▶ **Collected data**
......

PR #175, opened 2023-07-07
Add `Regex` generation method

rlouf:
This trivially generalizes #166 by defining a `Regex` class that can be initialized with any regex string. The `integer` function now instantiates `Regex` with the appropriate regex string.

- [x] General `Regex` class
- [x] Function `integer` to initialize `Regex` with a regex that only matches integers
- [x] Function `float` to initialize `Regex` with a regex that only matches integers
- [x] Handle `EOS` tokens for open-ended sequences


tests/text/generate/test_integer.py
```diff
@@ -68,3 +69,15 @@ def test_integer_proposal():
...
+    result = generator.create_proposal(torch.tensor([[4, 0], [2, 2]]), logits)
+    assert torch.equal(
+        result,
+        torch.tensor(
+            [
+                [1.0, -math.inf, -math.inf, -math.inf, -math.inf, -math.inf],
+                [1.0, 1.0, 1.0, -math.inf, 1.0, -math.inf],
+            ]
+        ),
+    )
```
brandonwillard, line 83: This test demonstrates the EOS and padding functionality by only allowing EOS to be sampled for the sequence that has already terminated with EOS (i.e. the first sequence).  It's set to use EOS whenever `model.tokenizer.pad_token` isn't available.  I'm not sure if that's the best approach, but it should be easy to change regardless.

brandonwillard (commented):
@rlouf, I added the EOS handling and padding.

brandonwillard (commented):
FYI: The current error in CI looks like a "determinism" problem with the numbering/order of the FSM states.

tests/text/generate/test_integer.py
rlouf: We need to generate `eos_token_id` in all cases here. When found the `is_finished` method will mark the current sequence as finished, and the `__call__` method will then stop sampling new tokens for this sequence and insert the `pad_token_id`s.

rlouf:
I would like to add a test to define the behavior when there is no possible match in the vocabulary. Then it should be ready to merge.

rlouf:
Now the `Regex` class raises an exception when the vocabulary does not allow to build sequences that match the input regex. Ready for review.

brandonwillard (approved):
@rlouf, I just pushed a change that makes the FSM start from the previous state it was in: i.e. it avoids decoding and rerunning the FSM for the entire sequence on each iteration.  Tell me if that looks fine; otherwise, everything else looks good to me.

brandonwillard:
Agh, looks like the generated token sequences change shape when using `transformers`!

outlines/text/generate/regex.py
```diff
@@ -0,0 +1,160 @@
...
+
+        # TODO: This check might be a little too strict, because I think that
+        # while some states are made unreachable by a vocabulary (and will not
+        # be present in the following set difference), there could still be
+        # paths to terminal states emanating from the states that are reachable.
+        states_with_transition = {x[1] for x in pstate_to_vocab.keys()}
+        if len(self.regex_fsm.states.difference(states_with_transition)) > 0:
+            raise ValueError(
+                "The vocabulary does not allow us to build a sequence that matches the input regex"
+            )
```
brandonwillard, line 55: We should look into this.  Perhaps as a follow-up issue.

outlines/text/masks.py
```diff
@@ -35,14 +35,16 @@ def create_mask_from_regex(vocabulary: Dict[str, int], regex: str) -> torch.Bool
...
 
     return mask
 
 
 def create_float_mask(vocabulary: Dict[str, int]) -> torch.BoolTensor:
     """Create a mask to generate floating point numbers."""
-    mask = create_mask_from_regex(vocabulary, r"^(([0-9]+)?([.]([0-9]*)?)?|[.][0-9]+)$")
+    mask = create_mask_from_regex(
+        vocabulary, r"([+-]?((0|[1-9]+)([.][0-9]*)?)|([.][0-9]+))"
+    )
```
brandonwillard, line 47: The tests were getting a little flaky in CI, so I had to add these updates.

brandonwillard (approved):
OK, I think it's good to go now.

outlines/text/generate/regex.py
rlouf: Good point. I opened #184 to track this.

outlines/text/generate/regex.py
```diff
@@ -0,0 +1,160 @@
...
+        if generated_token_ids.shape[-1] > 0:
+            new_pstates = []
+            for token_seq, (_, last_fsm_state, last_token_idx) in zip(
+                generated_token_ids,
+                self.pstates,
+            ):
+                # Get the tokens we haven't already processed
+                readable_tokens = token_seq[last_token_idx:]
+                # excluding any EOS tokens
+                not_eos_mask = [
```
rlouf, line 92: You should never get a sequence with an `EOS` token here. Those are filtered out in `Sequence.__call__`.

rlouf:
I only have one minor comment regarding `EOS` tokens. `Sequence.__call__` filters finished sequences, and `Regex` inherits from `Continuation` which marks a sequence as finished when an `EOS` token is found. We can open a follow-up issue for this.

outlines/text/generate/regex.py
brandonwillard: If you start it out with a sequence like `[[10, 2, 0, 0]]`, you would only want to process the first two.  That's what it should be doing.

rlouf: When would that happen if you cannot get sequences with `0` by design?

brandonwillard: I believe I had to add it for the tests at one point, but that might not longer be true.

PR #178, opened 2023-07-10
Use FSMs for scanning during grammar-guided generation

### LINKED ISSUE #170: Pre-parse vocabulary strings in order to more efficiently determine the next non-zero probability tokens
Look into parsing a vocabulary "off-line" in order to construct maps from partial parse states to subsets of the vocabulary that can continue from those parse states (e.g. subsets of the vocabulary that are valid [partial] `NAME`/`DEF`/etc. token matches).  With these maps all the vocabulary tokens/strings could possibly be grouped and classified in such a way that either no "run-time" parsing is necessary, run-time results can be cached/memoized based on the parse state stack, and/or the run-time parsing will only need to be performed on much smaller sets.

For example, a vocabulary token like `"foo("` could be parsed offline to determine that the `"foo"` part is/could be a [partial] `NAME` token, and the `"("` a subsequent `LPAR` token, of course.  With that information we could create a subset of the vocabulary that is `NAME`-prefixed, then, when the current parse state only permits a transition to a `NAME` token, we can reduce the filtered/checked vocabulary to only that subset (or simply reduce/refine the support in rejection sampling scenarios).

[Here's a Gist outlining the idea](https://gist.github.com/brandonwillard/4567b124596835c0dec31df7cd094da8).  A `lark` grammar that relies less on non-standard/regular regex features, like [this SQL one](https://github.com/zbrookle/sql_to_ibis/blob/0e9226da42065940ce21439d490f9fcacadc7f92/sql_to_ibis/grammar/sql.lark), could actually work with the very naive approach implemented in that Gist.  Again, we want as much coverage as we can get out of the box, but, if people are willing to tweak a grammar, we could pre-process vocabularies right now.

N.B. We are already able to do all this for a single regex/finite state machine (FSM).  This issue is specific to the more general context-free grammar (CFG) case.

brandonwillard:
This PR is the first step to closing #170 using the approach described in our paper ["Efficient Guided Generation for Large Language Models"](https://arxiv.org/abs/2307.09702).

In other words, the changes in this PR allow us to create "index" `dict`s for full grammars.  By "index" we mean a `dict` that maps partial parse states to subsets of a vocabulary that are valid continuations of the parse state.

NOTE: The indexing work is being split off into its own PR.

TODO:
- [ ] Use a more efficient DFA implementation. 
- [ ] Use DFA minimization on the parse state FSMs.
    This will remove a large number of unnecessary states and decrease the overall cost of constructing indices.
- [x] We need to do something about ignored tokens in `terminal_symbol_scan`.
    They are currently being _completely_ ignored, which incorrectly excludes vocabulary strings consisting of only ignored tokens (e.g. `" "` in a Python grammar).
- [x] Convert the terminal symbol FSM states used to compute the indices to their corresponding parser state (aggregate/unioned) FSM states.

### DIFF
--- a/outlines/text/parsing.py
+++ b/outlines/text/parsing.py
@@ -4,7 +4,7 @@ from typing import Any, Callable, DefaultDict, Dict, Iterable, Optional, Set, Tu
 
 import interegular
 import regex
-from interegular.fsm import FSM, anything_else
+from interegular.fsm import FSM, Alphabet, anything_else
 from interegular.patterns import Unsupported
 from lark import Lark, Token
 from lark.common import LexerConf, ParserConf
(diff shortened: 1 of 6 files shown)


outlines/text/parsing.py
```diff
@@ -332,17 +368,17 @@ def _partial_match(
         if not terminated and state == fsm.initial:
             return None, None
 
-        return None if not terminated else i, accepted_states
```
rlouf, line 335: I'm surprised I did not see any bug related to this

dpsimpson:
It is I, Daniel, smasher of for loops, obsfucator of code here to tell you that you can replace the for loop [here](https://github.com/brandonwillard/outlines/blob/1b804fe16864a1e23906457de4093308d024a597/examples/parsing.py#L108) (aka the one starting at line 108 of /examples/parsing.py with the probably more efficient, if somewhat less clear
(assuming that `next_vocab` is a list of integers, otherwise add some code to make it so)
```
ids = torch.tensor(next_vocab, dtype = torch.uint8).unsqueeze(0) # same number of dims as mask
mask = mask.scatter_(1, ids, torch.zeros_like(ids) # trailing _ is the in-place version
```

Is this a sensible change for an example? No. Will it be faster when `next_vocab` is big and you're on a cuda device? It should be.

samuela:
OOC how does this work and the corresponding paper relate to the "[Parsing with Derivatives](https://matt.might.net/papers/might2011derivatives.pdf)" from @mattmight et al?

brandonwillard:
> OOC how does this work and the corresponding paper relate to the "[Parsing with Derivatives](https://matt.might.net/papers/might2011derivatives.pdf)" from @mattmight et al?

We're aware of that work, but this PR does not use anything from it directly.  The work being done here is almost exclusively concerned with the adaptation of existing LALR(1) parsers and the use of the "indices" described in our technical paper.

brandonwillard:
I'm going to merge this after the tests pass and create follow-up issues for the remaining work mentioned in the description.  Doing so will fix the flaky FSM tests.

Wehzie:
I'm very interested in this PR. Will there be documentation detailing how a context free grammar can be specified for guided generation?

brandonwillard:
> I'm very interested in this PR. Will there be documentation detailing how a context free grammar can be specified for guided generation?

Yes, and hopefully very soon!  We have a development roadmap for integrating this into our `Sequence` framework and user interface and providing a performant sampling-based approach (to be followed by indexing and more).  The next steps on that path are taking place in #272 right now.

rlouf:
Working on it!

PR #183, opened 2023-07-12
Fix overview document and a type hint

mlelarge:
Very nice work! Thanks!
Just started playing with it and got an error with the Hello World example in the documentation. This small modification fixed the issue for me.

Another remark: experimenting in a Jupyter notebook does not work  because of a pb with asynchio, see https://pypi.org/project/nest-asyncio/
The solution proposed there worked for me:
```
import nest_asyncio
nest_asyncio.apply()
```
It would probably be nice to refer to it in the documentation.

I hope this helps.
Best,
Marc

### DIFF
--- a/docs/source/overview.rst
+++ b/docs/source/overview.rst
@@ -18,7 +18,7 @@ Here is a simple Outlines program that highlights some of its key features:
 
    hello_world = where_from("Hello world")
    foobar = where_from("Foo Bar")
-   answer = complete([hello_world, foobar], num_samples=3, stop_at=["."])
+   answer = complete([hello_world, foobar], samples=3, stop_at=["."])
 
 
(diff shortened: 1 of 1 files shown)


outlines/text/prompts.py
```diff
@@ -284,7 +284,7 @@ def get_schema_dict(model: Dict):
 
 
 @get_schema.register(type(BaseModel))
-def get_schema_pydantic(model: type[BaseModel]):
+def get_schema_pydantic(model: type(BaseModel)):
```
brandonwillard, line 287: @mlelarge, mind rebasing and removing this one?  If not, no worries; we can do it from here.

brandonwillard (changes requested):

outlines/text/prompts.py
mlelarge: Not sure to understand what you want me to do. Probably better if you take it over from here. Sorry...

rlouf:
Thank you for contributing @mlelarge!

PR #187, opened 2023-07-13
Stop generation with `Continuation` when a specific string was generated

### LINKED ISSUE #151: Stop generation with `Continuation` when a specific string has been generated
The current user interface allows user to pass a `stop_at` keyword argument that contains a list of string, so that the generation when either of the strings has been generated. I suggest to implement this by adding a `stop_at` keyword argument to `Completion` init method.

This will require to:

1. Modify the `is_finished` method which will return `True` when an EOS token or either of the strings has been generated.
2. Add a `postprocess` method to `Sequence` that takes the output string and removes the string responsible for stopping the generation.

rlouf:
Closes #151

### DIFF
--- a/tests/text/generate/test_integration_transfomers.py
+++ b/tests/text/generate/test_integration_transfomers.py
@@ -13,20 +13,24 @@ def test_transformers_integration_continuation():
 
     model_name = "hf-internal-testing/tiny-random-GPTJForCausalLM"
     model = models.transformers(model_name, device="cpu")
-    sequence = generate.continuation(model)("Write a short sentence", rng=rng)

......

▶ **Task**
Please give the number of lines above containing "answer" and nothing else.

▶ **Task response**
2